13. With regard to the second issue whether it was “impracticable” to call an extraordinary general meeting of the company, a careful scrutiny of the requisitions (Doc. Nos. 1 and 6 annexed to the application) reveal that the company was requested in pursuance of Section 169 of the Act to convene an extraordinary general meeting to transact the following business:

(a) Retirement and re-election of directors of the company ;

(b) Production of minutes book, members’ register, balance-sheet, profit and loss account and auditors’ report for the years ending March 31, 1995, and March 31, 1996, for inspection.

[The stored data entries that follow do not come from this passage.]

PR #121, opened 2018-05-22
Pkcs#11 services through OP-TEE SKS TA

etienne-lms:
This changes introduces an implementation of the Pkcs#11 Cryptoki library that interface a specific  trusted application in the secure side.

This P-R implements the basics for the client library. The effective implementation of the services will come later. 

This P-R does not introduce the TA API itself that is being reviewed through https://github.com/OP-TEE/optee_os/pull/2342. The client lib will integrate the TA API once its is approved and merged.


libsks/include/pkcs11.h
```diff
@@ -0,0 +1,265 @@
+/* Copyright (c) OASIS Open 2016. All Rights Reserved./
```
jenswi-linaro: SPDX header please

etienne-lms: Looks like the OASIS IPR Policy is not registered to SPDX.
Tricky...

etienne-lms: I think i will go another way.
The [opencryptoki](https://github.com/opencryptoki/) project includes a package (opencryptoki) that proposes a pkcs11 cryptoki header under the creative commons license, [here](https://github.com/opencryptoki/opencryptoki/blob/master/usr/include/pkcs11/pkcs11types.h#L4).

The header file reflects a slightly older pkcs11 and must be updated with more recent IDs and few crypto parameter structures. From license view, it is more suitable for a project like the OP-TEE.  @jenswi-linaro, @jforissier, what do you think?

jforissier: [It is the "Common Public License, version 1.0 (CPL-1.0)", SPDX identifier "CPL-1.0". Nothing to do with the Creative Commons licenses AFAICT.]

I think we may have a problem with sections 2.a and 3.a.iv of https://spdx.org/licenses/CPL-1.0.html (source code).

etienne-lms: yes, CPL-1.0, thanks for fixing. From wikipedia, CPL-1.0 is not a good choice.
> CPL lacks compatibility with both versions of the GPL because it has a "choice of law" section in section 7, which restricts legal disputes to a certain court. Another source of incompatibility is the differing copyleft requirements. [[2]](https://en.wikipedia.org/wiki/Common_Public_License#cite_note-FSFLicenseList-2)

Rewrite from scratch based on the specs?

libsks/include/pkcs11.h
```diff
@@ -0,0 +1,277 @@
...
+#ifndef NULL_PTR
+#define NULL_PTR 0
+#endif
+
+/* All the various Cryptoki types and #define'd values are in the
+ * file pkcs11t.h.
+ */
+#include "pkcs11t.h"
+
+#define __PASTE(x,y)      x##y
```
jbech-linaro: Rename to `__JOIN` (or `__CONCATENATE`) might better describe what this actually does?

etienne-lms:
> If we cannot include it as it is, then I think that rewrite is the only option we have. I just wonder, wouldn't you end up with almost the same kind of defines etc in the end.

Yes, same IDs, labels, structures and prototypes...
I have started, it's a bit painful... will restrict to what is currently supported/planned for SKS.

etienne-lms:
Pushed proposal for a new **pkcs11.h** header file implementation.

etienne-lms:
Comments addressed and squashed.

etienne-lms:
> Not sure several commits are justified instead of one single "Add stubbed liboptee_cryptoki"?

True. I have split initial work into smaller change too easy review. Maybe too much...
I can squash in one if you feel it is better and safer.

Makefile
```diff
@@ -129,3 +137,6 @@ copy_export: build
 	cp -a ${O}/libteec/libteec.a $(DESTDIR)$(LIBDIR)
 	cp ${O}/tee-supplicant/tee-supplicant $(DESTDIR)$(BINDIR)
 	cp public/*.h $(DESTDIR)$(INCLUDEDIR)
+	cp libsks/include/*.h $(DESTDIR)$(INCLUDEDIR)
+	cp -a ${O}/libsks/liboptee_cryptoki.so* $(DESTDIR)$(LIBDIR)
```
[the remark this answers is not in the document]
etienne-lms: true. better be cleaned now. yet it find name `libsks` a bit short for a quite specific library (optee/pkcs11).

libsks/src/local_utils.h
```diff
@@ -0,0 +1,26 @@
...
+ * SPDX-License-Identifier: BSD-2-Clause
+ */
+
+#ifndef __LOCAL_UTILS_H
+#define __LOCAL_UTILS_H
+
+#include <stdio.h>
+#include <stdlib.h>
+
+#define ASSERT(cond) \
```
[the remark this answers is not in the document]
etienne-lms: true. thanks.

libsks/src/pkcs11_api.c
```diff
@@ -0,0 +1,1000 @@
+/*
+ * Copyright (c) 2017, Linaro Limited
+ *
+ * SPDX-License-Identifier: BSD-2-Clause
```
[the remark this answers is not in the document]
etienne-lms: not mandated but ok.

libsks/src/pkcs11_api.c
```diff
@@ -0,0 +1,1000 @@
...
+	do { \
+		if (!inited) \
+			return CKR_CRYPTOKI_NOT_INITIALIZED; \
+	} while (0)
+
+#define SANITY_NONNULL_PTR(ptr) \
+	do { \
+		if (!ptr) \
+			return CKR_ARGUMENTS_BAD; \
+	} while (0)
```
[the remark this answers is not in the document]
etienne-lms: ok, i will go another way. thanks to point out.

etienne-lms:
all comments not addressed yet. in progress...

etienne-lms:
Comments addressed, but the one about squashing all the commits into a single one.

libsks/src/pkcs11_api.c
```diff
@@ -0,0 +1,1127 @@
...
+	DO_NOT_REGISTER_CK_FUNCTION(C_SeedRandom),
+	DO_NOT_REGISTER_CK_FUNCTION(C_GenerateRandom),
+	DO_NOT_REGISTER_CK_FUNCTION(C_GetFunctionStatus),
+	DO_NOT_REGISTER_CK_FUNCTION(C_CancelFunction),
+	DO_NOT_REGISTER_CK_FUNCTION(C_WaitForSlotEvent),
+};
+
+static int inited;
+
+static int sanity_lib_init(void)
```
jforissier: Remove. This function sounds like it initializes the library, but actually it does not (`C_Initialize()` does).

libsks/src/pkcs11_api.c
```diff
@@ -0,0 +1,1127 @@
...
+{
+	return inited == 0;
+}
+
+static int sanity_nonnull_ptr(void *ptr)
```
jforissier: Remove.

libsks/src/pkcs11_api.c
```diff
@@ -0,0 +1,1127 @@
...
+
+	inited = 1;
+	return CKR_OK;
+}
+
+CK_RV C_Finalize(CK_VOID_PTR res)
+{
+	(void)res;
+
+	if (sanity_lib_init())
```
jforissier: `if (!inited)`

What about thread safety? Is the API supposed to be thread-safe?

libsks/src/pkcs11_api.c
```diff
@@ -0,0 +1,1127 @@
...
+		return CKR_CRYPTOKI_NOT_INITIALIZED;
+
+	return CKR_FUNCTION_NOT_SUPPORTED;
+}
+
+CK_RV C_GetFunctionList(CK_FUNCTION_LIST_PTR_PTR ppFunctionList)
+{
+	/* Note: no need to call sanity_lib_init() here */
+	if (sanity_nonnull_ptr(ppFunctionList))
```
jforissier: `if (!ppFunctionList)`

libsks/src/pkcs11_api.c
etienne-lms: Yes but I would rather postpone this issue to later...

libsks/src/pkcs11_api.c
etienne-lms: ok

libsks/src/pkcs11_api.c
etienne-lms: ok

libsks/src/pkcs11_api.c
etienne-lms: ok

libsks/src/pkcs11_api.c
jforissier: Sure.

libsks/src/pkcs11_api.c
```diff
@@ -0,0 +1,1117 @@
...
+
+CK_RV C_Initialize(CK_VOID_PTR init_args)
+{
+	(void)init_args;
+	CK_C_INITIALIZE_ARGS_PTR args = (CK_C_INITIALIZE_ARGS_PTR)init_args;
+
+	/* Argument currently unused */
+	(void)args;
+
+	if (lib_inited)
```
jbech-linaro: inited? What about ...initiated? Some comment for the other places further down.

jbech-linaro:
Besides a minor suggestion, I think this looks good. Then we have the golden question, whether to merge something in the middle of being developed or not. It would be nice to live up to "submit early and often" and get pieces of the complete implementation merged, one by one ... @OP-TEE/linaro thoughts?

jforissier:
@jbech-linaro generally speaking, my opinion is we should "submit early and often" but into a separate branch, until the code actually provides a real service or at least can be somewhat tested. If I understand correctly, it is the case for this PKCS#11 stuff already?
Anyway, I don't feel strongly about it, and I will not object to merging code into master as long as it has been sufficiently reviewed.

etienne-lms:
@jforissier, yes this P-R comes with related P-R in **[optee_os](https://github.com/OP-TEE/optee_os/pull/2342)** and **[optee_test](https://github.com/OP-TEE/optee_test/pull/281)** and do provide some test materials. All these P-R rely on configuration directive `CFG_SECURE_KEY_SERVICES` to build related code in each component. The currently proposed build sequence (OP-TEE/build#261) is independent of this P-R.
Anyway, i strongly agree with "I will not object to merging code into master as long as it has been sufficiently reviewed.".

jforissier:
@etienne-lms all good then, thanks. I will take all this as soon as 3.2.0 is out, which may be in a couple of days or so (I'd like to better understand OP-TEE/optee_os#2414 and OP-TEE/optee_os#2437).

etienne-lms:
@jforissier, fine with me.

etienne-lms:
Superseded by https://github.com/OP-TEE/optee_client/pull/138.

14. Both the requisitions are made under Section 169 to call an extraordinary general meeting of the company. By virtue of Doc. Nos. 1 and 6 (annexed to the application), the requisitionists invoked the provisions of Section 169, according to which the directors must convene an extraordinary general meeting on the requisition of members holding not less than one-tenth of the total voting rights in the matter of requisition. The requisition must state the matters for consideration of which the meeting is to be called. It must be signed by the requisitionists and deposited at the registered office of the company. The directors should, within 21 days from the date of the deposit of valid requisition, move to call a meeting and should give 21 days notice to members for calling such a meeting and the meeting should actually be held within 45 days from the date of the requisition. If the directors fail to call the meeting within the above mentioned time limits, the requisitionists representing not less than one-tenth of the total voting rights of all the members, may themselves convene a meeting within three months of depositing the requisition. It is beyond doubt that the applicant possessing the requisite shareholding has a right to convene a meeting in the light of Sub-section (6) of Section 169 of the Act. I am not, therefore, inclined to appreciate the applicant’s contention that it was “impracticable” to call an extraordinary general meeting. As it was practicable on the part of the applicant to convene an extraordinary general meeting in exercise of his right under Sub-section (6) of Section 169, this application under Section 186 must fail.

15. In view of the foregoing, without going into the merits of the other contentions of the applicant, the application is dismissed. There is, therefore, no need to go into the case law cited by counsel for the company.